Functional dissection of the cytoplasmic subregions of the interleukin‐5 receptor α chain in growth and immunoglobulin G1 switch recombination of B cells

Summary The interleukin‐5 receptor α chain (IL‐5Rα) is known to regulate the development and function of B cells and eosinophils. Although the functions of IL‐5Rα cytoplasmic domain subregions have been studied extensively using cultured cell lines, this approach has limitations when studying the functions of distinct primary B‐cell subpopulations and their responsiveness to IL‐5. In the present study, we generated mice on an IL‐5Rα null background, each expressing a mutant form of an IL‐5Rα transgene ligated to a µ enhancer and VH promoter, either lacking the cytoplasmic DC3 region or substituting two proline residues for alanine (ApvA) in the membrane‐proximal ppvp motif of the cytoplasmic domain. The ppvp motif, which mediates activation of JAK2/STAT5 and Btk, also contributes to c‐fos , c‐jun and c‐myc expression. IL‐5Rα null mutant mice showed impaired B‐1‐cell development, reduced serum immunoglobulin G3 (IgG3) and IgM, no IL‐5‐induced enhancement of B‐cell proliferation and IL‐5‐induced switch recombination from the µ gene to γ1 gene; these were not recovered following the expression of the ApvA mutant.
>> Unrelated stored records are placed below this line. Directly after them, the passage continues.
PR #196, opened 2015-06-15
Handle memory pressure on iOS

### LINKED ISSUE #136: Handle memory pressure like WebProcess does
We should trigger GC when a low memory notification is recieved.

Remove this when done: https://github.com/NativeScript/ios-runtime/blob/36258e534faea66a6aa05a7f3f9e87cdeeef9b22/tests/TestRunner/app/ApiTests.js#L255

fealebenpae:
Close #136

### DIFF
--- a/src/NativeScript/TNSRuntime.mm
+++ b/src/NativeScript/TNSRuntime.mm
@@ -13,6 +13,10 @@
 #include <JavaScriptCore/JSGlobalObjectInspectorController.h>
 #include <JavaScriptCore/StrongInlines.h>
 
+#if PLATFORM(IOS)
+#import <UIKit/UIApplication.h>
+#endif
+
 #include "require.h"
 #include "inlineFunctions.h"
 #import "TNSRuntime.h"
@@ -22,7 +26,11 @@
 using namespace JSC;
 using namespace NativeScript;
 
-@implementation TNSRuntime
+@implementation TNSRuntime {
+#if PLATFORM(IOS)
+    id _memoryPressureNotificationSubscription;
+#endif
+}
 
 + (void)initialize {
     if (self == [TNSRuntime self]) {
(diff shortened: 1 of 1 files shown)


FireSt-dead:
:+1:

src/NativeScript/TNSRuntime.mm
```diff
@@ -36,6 +44,15 @@ - (instancetype)initWithApplicationPath:(NSString*)applicationPath {
         self->_applicationPath = [applicationPath copy];
         WTF::wtfThreadData().m_apiData = static_cast<void*>(self);
 
+#if PLATFORM(IOS)
+        VM* vm = self->_vm.get();
+        self->_memoryPressureNotificationSubscription = [[NSNotificationCenter defaultCenter] addObserverForName:UIApplicationDidReceiveMemoryWarningNotification object:nil queue:nil usingBlock:^(NSNotification *note) {
+            JSLockHolder lock(vm);
+            vm->heap.collect(FullCollection);
+            vm->heap.releaseDelayedReleasedObjects();
```
jasssonpet: Is this needed? It seems to me that `releaseDelayedReleasedObjects` will be called after the lock is released.

fealebenpae: I'm not sure this happens on every `unlock` - according to https://github.com/WebKit/webkit/blob/master/Source/JavaScriptCore/runtime/JSLock.cpp#L162 `JSLock::unlock` will call `Heap::releaseDelayedReleasedObjects` only when the lock recursion is zeroed out, and I'm not certain this condition would be met every time the memory pressure notification fires.

Even if it turns out to be redundant, at worst a second call to  `Heap::releaseDelayedReleasedObjects` would be a no-op, so I suggest leaving it as it is.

In contrast, absence of the DC3 region affected the IL‐5‐induced switch recombination from the µ to the γ1 gene and B‐1‐cell development, while IL‐5‐induced proliferation and IgM production were at levels similar to those of B cells expressing wild‐type IL‐5Rα transgene. The results clearly indicated that the ppvp motif and the DC3 region of IL‐5Rα played distinct roles in B‐cell proliferation and differentiation. Thus, this present approach offers new insights into the functions of the cytoplasmic subregions of IL‐5Rα, in particular its carboxy‐terminal region.